TRIM enabling with Intel SSD

brianz

Distinguished
Jun 5, 2009
52
1
18,545
My understand for the current G2 Intel SSD's is that if you have AHCI enabled in BIOS and have the AHCI drivers installed and activated within Windows 7, then the TRIM function will be enabled and activce "without any user interaction" as they say on their support pages. What this seems to imply is that I don't need to run SSD Toolbox.

Is that correct? TRIM and "garbage collection" will be executed on its own without having to run SSD Toolbox? If so, how the heck do I verify that Windows 7's TRIM is doing its job??

Maybe I should run Toolbox weekly anyway, under the assumption that it won't hurt to be extra sure?

What do you guys with Intel drives in AHCI mode do with respect to the Toolbox, anything at all?

Thanks,
Brian
 

sub mesa

Distinguished
The SSD Toolbox is useful if you don't have TRIM; if TRIM works you do not need to run the toolbox.
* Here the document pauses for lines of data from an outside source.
Issue #2099, opened 2016-08-17
Remove -stand_emit_conf argument


ronlevine:
Port https://github.com/broadinstitute/gsa-unstable/pull/1454.

ronlevine:
We actually want to remove the argument, not deprecate it.

PR #2314, opened 2016-12-14
Remove -stand_emit_conf argument

ronlevine:
Implements https://github.com/broadinstitute/gatk/issues/2099.
Remove the `-stand_emit_conf` argument from `GenotypeCalculationArgumentCollection.java` and set as a static value in `GenotypingEngine.java`

### DIFF
--- a/src/main/java/org/broadinstitute/hellbender/tools/walkers/genotyper/GenotypeCalculationArgumentCollection.java
+++ b/src/main/java/org/broadinstitute/hellbender/tools/walkers/genotyper/GenotypeCalculationArgumentCollection.java
@@ -31,7 +31,6 @@ public final class GenotypeCalculationArgumentCollection implements Serializable
         this.snpHeterozygosity = other.snpHeterozygosity;
         this.indelHeterozygosity = other.indelHeterozygosity;
         this.STANDARD_CONFIDENCE_FOR_CALLING = other.STANDARD_CONFIDENCE_FOR_CALLING;
-        this.STANDARD_CONFIDENCE_FOR_EMITTING = other.STANDARD_CONFIDENCE_FOR_EMITTING;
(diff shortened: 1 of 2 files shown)


ronlevine:
@vdauwera Please review.

vdauwera:
Actually we don't just want to remove the argument, we want to rip out the STANDARD_CONFIDENCE_FOR_EMITTING  parameter entirely. We no longer need/want to be able to differentiate emit vs call.

droazen:
@davidbenjamin Can you review this one?

droazen:
@vdauwera That sounds like a pretty risky change to be making right when we're trying to tie-out our version of HaplotypeCaller. Perhaps this would be better done incrementally.

ronlevine:
@vdauwera Please take another look. Let me know if this implements the desired behavior.

vdauwera:
@droazen We can keep this on ice until after the tie outs are complete, it's not a problem. 

@ronlevine This looks good to me but we'll hold off of merging until @droazen gives us the all-clear.

droazen:
Just rebased this branch. Turns out we do need to merge it now in order to tie out against GATK 3.7

droazen:
Found a serious bug in this PR: `passesEmitThreshold()` was calling `passesCallThreshold(configuration.genotypeArgs.STANDARD_CONFIDENCE_FOR_CALLING)` instead of `passesCallThreshold(conf)`, which caused `STANDARD_CONFIDENCE_FOR_CALLING` to get compared against itself! Pushing a fix for this now.

ronlevine:
Just confirmed that the `passesEmitThreshold` and `passesCallThreshold` are implemented correctly in GATK3.

lbergelson:
@droazen Lets change the default to 10 and merge this.

droazen:
@lbergelson We'll change the default to 10 in a separate PR, since that change could wreak havoc in the tests.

TRIM also works in IDE mode; just not in RAID mode (also not with Intel drivers).

The most important advice for your SSD:
- make sure it is aligned; test with AS SSD it should say 1024K - OK and not 31.5K - BAD.
- set controller mode to AHCI to enable NCQ and increase random read performance by a factor 10 (or 1000%). Without this, multiqueue random I/O performance would be castrated.
- reserve space on the SSD (optional with TRIM) to increase performance and lower degradation over time.
 

brianz

Distinguished
Jun 5, 2009
52
1
18,545
Thanks sub mesa.

I do have AHCI enabled in the BIOS, which I made sure to do before I installed Windows 7. So, I'm just using the Microsoft AHCI driver now.

Can you explain your first point above - what is "aligned", and what's the AS SSD and the numbers?? I thought I was learning a good amount about SSDs but your first point is pretty arcane to me... any pointers/links/etc?

And I'm trying to figure out what "garbage collection" is all about - is that another word for TRIM or something different, and if different, how do I enable/execute garbage collection?

Thanks,
Brian
 

sub mesa

Distinguished
For some storage devices such as striping RAID arrays, 4K sector harddrives and SSDs, it is important for them to be 'aligned'.

The Intel SSD has 128KiB erase blocks. That means that any partition needs to be aligned with those 128KiB blocks.

Looking at Windows XP; it creates partitions at 31.5KiB offset. That's fine for ordinary HDDs; but very wrong for anything else.

Vista and Win7 create partitions with 1024KiB offset; which works right with most RAIDs and SSDs. But cloning/partition applications from third-vendors might still be using the 31.5KiB offset that Windows XP uses. So let Windows 7 create the partitions during setup and you should be fine.

To check alignment, google for "AS SSD" and download the benchmark utility. When it is run (requires .NET) you should see "1024K - OK" or something similar in the top left corner. If it says "31.5K - BAD" then you have an unaligned partition.

If you do not have proper alignment, the SSD will be slower and also have a lower lifetime. Intel SSDs generally are among the best SSDs when using unaligned. Still the performance difference is there - it's just a shame using them unaligned.
 

NorseGuy

Distinguished
Apr 27, 2010
5
0
18,510
More and more to discover about tweaks - and faults that I have done - about the SSD drive.

I did some reading about this online and now understand that if I want the optimal alignment, I have to reformat all of the SSD disk. It doesn't work formatting one partition of the drive, but all the drive must be done with the same 'align' setting.

Does it mean that I need to reinstall everything from scratch again, using Windows 7's format option?

(I run two OS - XP and Windows 7 - on my SSD drive and unfortunately I installed XP first, managing the partitions through its installer.

Or is it as easy as to save the OS by manually transferring them to an external hard drive and later copy them into the 'corrected formatted' partitions on the SSD disk?

Since I have two OS on the same SSD drive, I would believe it should be easy to first enter one of the OS and copy out one of the 'other OS' by simply dragging it to an external hard drive, then restart and boot into the other OS and do the same procedure. Then reformat the SSD disk, connecting it to some gear I have to temporarily make the SSD disk an external harddisk and then copy each of the two OS systems into each their partitions. Can it be done that easy I wonder?

Thanks for your guidance.. and to learn that I should have read a lot more about the SSD drives than I did before installing the two OS I run on it. (I should have run Windows 7 first I understand now.)

(At the place where I bought the SSD drive I asked whether it was as easy as to simply install it, or whether there was a lot of considerations to deal with when taking the SSD drive into use - and I mentioned I was to make a dual boot with XP and Windows 7 - yet I was told that it works exactly like the old kind of hard drive when it comes to such things.. but not so I understand.)